题目38：最大的能够通过一个固定数与1,2,3,...相乘得到的1到9pandigital数是多少？

欧拉计划

Pandigital multiples

Take the number 192 and multiply it by each of 1, 2, and 3:

192 × 1 = 192
192 × 2 = 384
192 × 3 = 576
By concatenating each product we get the 1 to 9 pandigital, 192384576. We will call 192384576 the concatenated product of 192 and (1,2,3)

The same can be achieved by starting with 9 and multiplying by 1, 2, 3, 4, and 5, giving the pandigital, 918273645, which is the concatenated product of 9 and (1,2,3,4,5).

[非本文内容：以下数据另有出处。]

PR #4290, opened 2026-03-20
Prevent permanent backend unhealthy marking after startup race

### LINKED ISSUE #4278: vMCP health monitor permanently marks backends unhealthy after startup race
## Summary

When a VirtualMCPServer pod starts at the same time as its backend MCPServer proxies (e.g., during a simultaneous Flux reconciliation), the health monitor's initial health checks fail because the proxies aren't ready yet. Once marked unhealthy, the backends **never recover** despite becoming fully healthy — the vMCP stays in a `Degraded` state indefinitely until the pod is manually restarted.

## Reproduction

1. Deploy a VirtualMCPServer and its backend MCPServers simultaneously (e.g., via a single Flux Kustomization)
2. The vMCP pod starts and runs its initial health checks before the backend proxy pods are ready
3. Initial health checks fail with: `transport error: server returned 4xx for initialize POST, likely a legacy SSE server`
4. Subsequent health checks (every 30s) continue to fail with the same error, even though the backends are now fully healthy
5. The vMCP reports `Degraded` with increasing `consecutiveFailures`

## Observed behavior

- The vMCP `status.phase` stays `Degraded` with `message: "Some backends are unhealthy"`
- `consecutiveFailures` increments every health check interval (30s) and never resets
- Port-forwarding to the backend proxy services and sending the same initialize POST returns HTTP 200 with a valid MCP response
- A second VirtualMCPServer (anonymous auth, already running before the backends were deployed) shows all the same backends as `ready` using the exact same proxy URLs
- Deleting the vMCP pod (forcing a fresh start) immediately resolves the issue — all backends become healthy

## Expected behavior

Each health check cycle should create a fully independent client connection to the backend. If a backend was unavailable at startup but later becomes healthy, the health monitor should detect the recovery and transition the backend from `unhealthy` → `healthy`.

## Environment

- toolhive v0.12.4 (`ghcr.io/stacklok/toolhive/vmcp:v0.12.4`)
- mcp-go v0.45.0
- Kubernetes (EKS), backends managed via Flux CD
- VirtualMCPServer with `manual` conflict resolution and OIDC + Cedar auth

## Analysis

The health check path (`health/monitor.go` → `health/checker.go` → `client/client.go` → `ListCapabilities` → `defaultClientFactory`) appears to create a new `*client.Client` and `http.Client` on each cycle, but all share `http.DefaultTransport` as the base round tripper. The mcp-go `StreamableHTTP` transport returns `ErrLegacySSEServer` for any 4xx during an initialize POST — this may be getting cached or the connection pool in `http.DefaultTransport` may be holding onto stale connection state.

## Secondary issue

A previously deleted `MCPServer` (`admin-tools`) remained in the vMCP's `discoveredBackends` list after the resource was removed from the cluster. The vMCP controller did not reconcile the removal, resulting in perpetual DNS lookup failures for `mcp-admin-tools-proxy`.

yrobla:
## Summary

Health checks could permanently mark backends as unhealthy due to a race condition: `http.DefaultTransport` was shared across all backend clients, causing stale keep-alive connections to replaced K8s pods to persist and return 4xx indefinitely.

- Replace the shared `http.DefaultTransport` reference with `newBackendTransport()`, which clones `DefaultTransport` (or constructs an equivalent) per `defaultClientFactory` call. Each client gets its own isolated connection pool, so a replaced pod's stale connections cannot affect requests to other backends or future calls.

Fixes #4278

## Type of change

- [x] Bug fix
- [ ] New feature
- [ ] Dependency update
- [ ] Documentation
- [ ] Other (describe):

## Test plan

### DIFF
--- a/pkg/vmcp/client/client.go
+++ b/pkg/vmcp/client/client.go
@@ -82,6 +82,32 @@ func NewHTTPBackendClient(registry vmcpauth.OutgoingAuthRegistry) (vmcp.BackendC
 	return c, nil
 }
 
+// newBackendTransport creates a *http.Transport with the same defaults as http.DefaultTransport.
+// If http.DefaultTransport is a *http.Transport, it is cloned directly (preserving any
+// environment-specific settings like TLS config or proxy overrides). Otherwise a transport
+// with the standard Go defaults is constructed, preserving proxy, dial timeout, HTTP/2, and
+// idle-connection settings that a zero-value &http.Transport{} would drop.
+func newBackendTransport() *http.Transport {
+	if dt, ok := http.DefaultTransport.(*http.Transport); ok {
+		return dt.Clone()
+	}
+	// http.DefaultTransport has been replaced (e.g. in tests or by a third-party library).
+	// Construct a transport with the same defaults as the Go standard library uses for
+	// http.DefaultTransport so we don't silently drop proxy, timeout, or HTTP/2 settings.
+	return &http.Transport{
+		Proxy: http.ProxyFromEnvironment,
+		DialContext: (&net.Dialer{
+			Timeout:   30 * time.Second,
+			KeepAlive: 30 * time.Second,
+		}).DialContext,
+		ForceAttemptHTTP2:     true,
+		MaxIdleConns:          100,
+		IdleConnTimeout:       90 * time.Second,
+		TLSHandshakeTimeout:   10 * time.Second,
+		ExpectContinueTimeout: 1 * time.Second,
+	}
+}
+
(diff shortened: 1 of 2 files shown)


yrobla:
Thanks for the detailed review\!

Agreed on both points:

1. **Transport fix** — I'll strip out the cache machinery and use newBackendTransport() directly That's the actual fix and it's sufficient.

2. **Error mapping** — I'll move the mcp-go sentinel handling and the \ pattern additions into a follow-up PR so they can be reviewed independently.

Working on the simplification now.

PR #4292, opened 2026-03-20
Fix missing resource parameter on cached token restore

rodrigo1208:
When restoring from cached tokens, token refreshes were using the plain oauth2.Config.TokenSource, which drops the RFC 8707 resource parameter. Use NewResourceTokenSource (exported) on the cached path, matching the existing fresh OAuth flow behaviour.

## Summary
When a session is restored from cached tokens (i.e. after a process restart), token refreshes were issued without the RFC 8707 resource parameter. This caused the authorization server to return access
  tokens with a missing or incorrect aud claim, breaking authentication on any endpoint that strictly validates it. The fresh OAuth flow was already correct — NewResourceTokenSource was introduced in #3713
  to handle this — but the cached restore path bypassed it entirely, always falling back to the plain oauth2.Config.TokenSource.                                                                               
                                                                                                                                
  - Export newResourceTokenSource → NewResourceTokenSource so it can be used outside the oauth package                                                                                                         
  - Apply the same resource-aware token source on the cached restore path in tryRestoreFromCachedTokens, mirroring the pattern already used in flow.go                                                         
                                                                                                                                                                                                               
  Type of change                                                                                                                                                                                               
                                                                                                                                                                                                               
  - Bug fix                                                 

  Test plan

  - Unit tests (task test)                                                                                                                                                                                     
  - Manual testing (describe below)
                                                                                                                                                                                                               
  Stop + start the server with a cached session configured with a resource parameter. Confirmed the restored token source now sends resource on refresh and the server returns tokens with the correct aud     
  claim.                                                                                                                                                                                                       
                                                                                                                                                                                                               
  Special notes for reviewers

What is the largest 1 to 9 pandigital 9-digit number that can be formed as the concatenated product of an integer with (1,2, ... , n) where n > 1?

题目：

将 192 与 1, 2, 3 分别相乘得到：

192 × 1 = 192
192 × 2 = 384
192 × 3 = 576

将这三个乘积连接起来我们得到一个 1 到 9 的 pandigital 数， 192384576。我们称 192384576 是 192 和 (1,2,3) 的连接积。

通过将 9 与 1, 2, 3, 4 和 5 相乘也可以得到 pandigital 数：918273645，这个数是 9 和 (1,2,3,4,5) 的连接积。

用一个整数与 1,2, ... , n（n 大于 1）的连接积构造而成的 1 到 9 pandigital 数中最大的是多少？